For instance in next move there is 15 possible boards in the next move there is 14 but they derive from those 15 boards, so is it $n!$ possible boards where $n$ is number of empty fields?
Game ends where: boards is full or there is n same figures in one line.
Edit2: If it is to hard can we estimate the order of magnitude? Limit from below and above(small o big O notation)?
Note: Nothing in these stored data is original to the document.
PR #11873, opened 2026-09-16
go/store/nbs: Fix an issue in how ValueStore and NodeStore chunk caches interact with unlocked reads during GC.

reltuk:
During an unlocked read, the `keeper` will be `nil` when no GC was going on when the read started. `BeginGC` would happily install a new `keeper` while such reads were outstanding. Then `PurgeCaches` would clear the existing ValueStore and NodeStore caches. But chunks coming back from those unlocked reads which started before the `keeper` was installed could then get inserted into the now-cleared caches.

Serialize the `keeper` installation after all outstanding unlocked reads, so that every chunk returned from the NomsBlockStore from that point forward is correctly registered as a GC dependency. In addition, add some machinery so that the caches do not cache things which may have been read before the purge.


coffeegoddd:
@reltuk __DOLT__
| covering_index_scan  | 2.3          | 2.3        | 0.0            |
| groupby_scan         | 65.65        | 64.47      | -1.8           |
| index_join           | 1.93         | 1.93       | 0.0            |
| index_join_scan      | 1.32         | 1.32       | 0.0            |
| index_scan           | 204.11       | 204.11     | 0.0            |
| oltp_point_select    | 0.25         | 0.26       | 4.0            |
| oltp_read_only       | 5.0          | 5.0        | 0.0            |
| select_random_points | 0.51         | 0.51       | 0.0            |
| select_random_ranges | 0.64         | 0.65       | 1.56           |
| table_scan           | 204.11       | 200.47     | -1.78          |
| types_table_scan     | 475.79       | 467.3      | -1.78          |


| oltp_delete_insert    | 6.09         | 6.09       | 0.0            |
| oltp_insert           | 3.07         | 3.02       | -1.63          |
| oltp_read_write       | 11.24        | 11.24      | 0.0            |
| oltp_update_index     | 3.3          | 3.3        | 0.0            |
| oltp_update_non_index | 3.02         | 2.97       | -1.66          |
| oltp_write_only       | 6.21         | 6.21       | 0.0            |

coffeegoddd:
@reltuk __DOLT__
<table>
</TR>
</TR>
</table>
<table>
<TR><TH>version</TH>
<TH>result</TH>
<TH>total</TH>
</TR>
<TR><TD>a23fea6</TD>
<TD>ok</TD>
<TD>5937471</TD>
</TR>
</table>
<table>
<TR><TH>version</TH>
<TH>total_tests</TH>
</TR>
<TR><TD>a23fea6</TD>
<TD>5937471</TD>
</TR>
</table>
<table>
</TR>
<TR><TD>100.0</TD>
</TR>
</table>

coffeegoddd:
@reltuk __DOLT__
| tpcc-scale-factor-1 | 46.63            | 47.47          | 1.8            |


| tpcc-scale-factor-1 | dolt             | 6333e4ba10d0a5ab24fefeecd9a84dab78d91969 | 52.4     | dolt           | a23fea69e5d2a2e13d5d8ea2dfa6aa2ef48c2194 | 51.99  | -0.78          |

go/store/util/sizecache/size_cache.go
```diff
@@ -45,6 +45,14 @@ type SizeCache struct {
 	totalSize uint64
 	maxSize   uint64
 	mu        sync.Mutex
+
+	// Incremented by every Purge. Read out of Get and rechecked by Add,
+	// both under mu, so that a value which was fetched from the backing
+	// store before a Purge cannot be cached after it.
+	//
+	// The read which fetched it took no GC read dependency on it, so
```
nicktobey, line 53: The fact that this comment mentions GC in a component that is lower-level than GC feels like a code smell. It's unclear looking at SizeCache why the output of Get would be passed back to Add, why Add needs to take a generation, why we need to discard attempted inserts from a prior generation, etc. It means that there's now a possibility that a line like `c.Add(hashFromString("data-1"), 200, "data-1", c.Generation())` might experience a purge between the call to c.Generation() and c.Add()`

go/store/nbs/store.go
```diff
@@ -123,12 +123,20 @@ type NomsBlockStore struct {
...
+	// unlocked read is in progress.
+	outstandingReads int
+
+	// Set while BeginGC is waiting for |outstandingReads| to drain so
+	// that it can install its keeper. New reads block rather than start
+	// while this is set. This prevents starvation on installing a new
+	// keeper when reads are constantly arriving.
+	gcInstallPending bool
+
+	mu sync.RWMutex // protects the current nbs state
```
nicktobey: Is this comment adding anything?

go/store/util/sizecache/size_cache.go
reltuk: An alternative is to make it something like

```go
Get(key string) (interface{}, Key, bool)
Put(key Key, interface{})
```

And hide the generation inside the Key.

It's definitely subtle that the Put is by-necessity tied to a previous Get that returned negative-presence and that that negative-presence's validity can change out from under the client while they are materializing the result to be stored at the key.

reltuk: But, to clarify, the intent was to make them miss the Put and it's totally fine if they do. If there was a concurrent Purge, it's the same as if the entire Add() was sequenced before the Purge, right?

reltuk:
Gonna break this up into some independent pieces...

Edit3 Estimation from above would be calculating all game states if we end the game when the board is full.
Best Answer
There's a total of $n^2$ places to fill. If cross starts then the number of crosses is $\tfrac{1}{2}n^2$ if $n$ is even, or $\frac{1}{2}(n^2+1)$ if $n$ is odd. The rest are circles, so the number of filled boards is $$\frac{(n^2)!}{\left(\left(\tfrac{n^2}{2}\right)!\right)^2}\qquad\text{or}\qquad\frac{(n^2)!}{\left(\frac{n^2-1}{2}\right)!\left(\frac{n^2+1}{2}\right)!},$$ depending on whether $n$ is even or odd. This is not a very sharp upper bound.
On the other hand, for a game to finish, cross must make at least $n$ moves, and hence circle must make at least $n-1$ moves. The number of ways to do so is $$\frac{(n^2)!}{n!(n-1)!(n-1)^2!},$$ so there are at least this many distinct ways to end, and this is not a very sharp lower bound.